Felice Cherchi Paba, il rinvenitore, gridò quindi alla scoperta eccezionale di una venere paleolitica a Macomer, ma suscitò molte discussioni. Quasi tutti gli studiosi attribuirono la statuetta al neolitico.
Il motivo principale fu che si pensava che la Sardegna non fosse raggiungibile dall’uomo, data la lontananza dal continente per i rudimentali mezzi di trasporto del Paleolitico.

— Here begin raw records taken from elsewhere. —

PR #200, opened 2023-05-08
remove mention of wavelet in doc

alistairewj:
Seems to be a typo in the index RST


skjerns:
okay, that is really weird. How did that end up there?

Generally the docs could need an overhaul and extension.

Thanks!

Oggi, dopo le scoperte sicuramente paleolitiche a Sa Coa de sa Multa - Laerru, Sa Pedrosa - Perfugas e a Corbeddu - Oliena, si suppone che l’uomo delle caverne approfittò di periodi in cui fra la Sardegna e la Toscana esistette un ponte naturale di piccole isole.
È recente anche la conoscenza della produzione statuaria dell’isola nel neolitico, fra le più ricche ed interessanti del Mediterraneo, e molto diversa dalla statuetta di cui si parla.
Questa è una piccola scultura in trachite, alta 14 cm e larga ai fianchi 3, 5 cm., con una testa a muso di lepre. Almeno, è assai vicina a questo animale nel muso appuntito e nelle orecchie dritte. Altre teste di lepre, incise nelle pareti delle grotte, sono state attribuite al Paleolitico.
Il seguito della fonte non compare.